Is Tech in Trouble?

Over the last decade, technology has been the best performing sector within the S&P 500 index. Companies like Apple, Amazon, and Netflix have shaped how we go about our daily lives. This was put on full display in 2020 when Covid restrictions limited our ability to go out of our homes and ushered in the ‘new normal.’ Hearing stories of first-time Amazon users became quite common, and the corporate earnings followed. In Q2 of 2020, Amazon had expected revenue of $81.53 billion and an estimated earnings per share of $1.46. However, when they reported their actual results, their expectations were far from accurate. Amazon beat their revenue target by over $7 billion and had actual earnings per share of $10.30 (almost $9 higher per share). Apple experienced similar growth, but one year later. From 2020 to 2021, Apple grew revenue by over 33%, and earnings per share by 71%. Both Apple and Amazon were a couple of the biggest benefactors of the Covid restrictions, technology firms across the board performed well.

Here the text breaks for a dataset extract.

PR #15350, opened 2025-04-08
Device: Fix disk attachment of ceph instance volumes in default project

tomponline:
The startVM function was always using the project.StorageVolume() function to derive the underlying ceph rbd image name. This is incorrect when the volume being attached is from an instance in the default project because the `default_` prefix is only added for custom volumes, not instance volumes.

Fast forward to today and the tech sector finds itself in a very different situation. Last year the technology sector was down roughly 27% due to high inflation and interest rates. Tight monetary policy has significantly limited growth forecasts, and slowed down new startups. While some positive performance has returned to start the year, mass layoffs have instilled additional fear in the eyes of investors. According to TechCrunch there have already been over 150,000 layoffs in the first 3 months of this year and there are no signs of it slowing down. Large and small cap companies alike are experiencing the pain of having to let employees go.

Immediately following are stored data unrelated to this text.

PR #15527, opened 2025-05-06
Storage: Update instance backup file when root vol pool gets updated

roosterfish:
Fixes a general bug in LXD which caused an instance's backup file not to be updated when updating the storage pool of its root volume.

This was discovered whilst working on https://github.com/canonical/lxd/pull/15523.


tomponline (approved):
Thanks!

What is causing these layoffs? Inflation? Interest rates? Financial instability? The reality is all of these factors are playing a role, but one thing that isn’t being talked about is the significant hiring that went on between 2019 and 2022. So is the sector really in trouble, or is this simply a trimming of built up human capital?

With the growth experienced over the last few years, tech companies began to accumulate and spend cash very quickly. The low interest rate environment allowed companies to push the accelerator on growth efforts, namely hiring.   

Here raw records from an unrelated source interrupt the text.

PR #15528, opened 2025-05-06
Storage: Fix snapshot expiry date test regression

roosterfish:
Applies the changes suggested in https://github.com/canonical/lxd/pull/15503#discussion_r2070417058 for both instances and custom vols. 

In addition the test suite is modified to not anymore strip off the microsecond portion of the timestamps.

Furthermore a bug is fixed which always set the zero timestamp for an instance's snapshot vol expiry. Before only the actual instance snapshot DB entry contained the expiry date. A small test for this is added too.

### DIFF
--- a/lxd/storage/backend_lxd.go
+++ b/lxd/storage/backend_lxd.go
@@ -6582,7 +6582,7 @@ func (b *lxdBackend) ImportCustomVolume(projectName string, poolVol *backupConfi
 }
 
 // CreateCustomVolumeSnapshot creates a snapshot of a custom volume.
-func (b *lxdBackend) CreateCustomVolumeSnapshot(projectName, volName string, newSnapshotName string, newDescription string, newExpiryDate time.Time, op *operations.Operation) error {
+func (b *lxdBackend) CreateCustomVolumeSnapshot(projectName, volName string, newSnapshotName string, newDescription string, newExpiryDate *time.Time, op *operations.Operation) error {
 	l := b.logger.AddContext(logger.Ctx{"project": projectName, "volName": volName, "newSnapshotName": newSnapshotName, "newDescription": newDescription, "newExpiryDate": newExpiryDate})
 	l.Debug("CreateCustomVolumeSnapshot started")
 	defer l.Debug("CreateCustomVolumeSnapshot finished")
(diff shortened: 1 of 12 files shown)


lxd/instance/instance_utils.go
```diff
@@ -794,10 +794,6 @@ func CreateInternal(s *state.State, args db.InstanceArgs, clearLogDir bool) (Ins
 		checkedProfiles[profile.Name] = true
 	}
 
-	if args.CreationDate.IsZero() {
```
tomponline, line 797: Id like to keep this as a failsafe please

lxd/storage/backend_lxd.go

As shown above, these illustrations depict a significant increase in hiring practices during the last few years. Seven companies grew their workforce by over 50%. Amazon alone hired 750,000 workers in a two year span. That is more than the entire population of Alaska (740,000 people). The Covid era not only brought significant earnings, it also brought much looser hiring practices. Moving to a fully remote workday allowed for significant flexibility. Instead of potential new hires scheduling in person interviews, everything was done from your home on camera. Companies no longer had to worry about having desks or space for new hires, they simply needed to know you could do your job from home. This brought the cost of new labor down significantly and, as the figures above showed, companies took advantage of it. When conditions began to worsen in 2022 and into this year, the inflated hiring numbers could not last.

It is my belief that these layoffs have a lot more to do with the overhiring practices that occurred between 2019-2022 than the current economic conditions. CEOs of some of the largest companies share in this sentiment.

“I take full responsibility for the decisions that led us here. Over the past two years we’ve seen periods of dramatic growth. To match and fuel that growth, we hired for a different economic reality than the one we face today.”

— Sundar Pichai, chief executive, Jan. 20

“At the start of Covid, the world rapidly moved online and the surge of e-commerce led to outsized revenue growth. Many people predicted this would be a permanent acceleration that would continue even after the pandemic ended. I did too, so I made the decision to significantly increase our investments. Unfortunately, this did not play out the way I expected.”

— Mark Zuckerberg, chief executive, Nov. 9

While tech has had a rough couple of years, I do not believe tech is dead. These mass layoffs certainly hurt in the short run, but may produce better results into the future.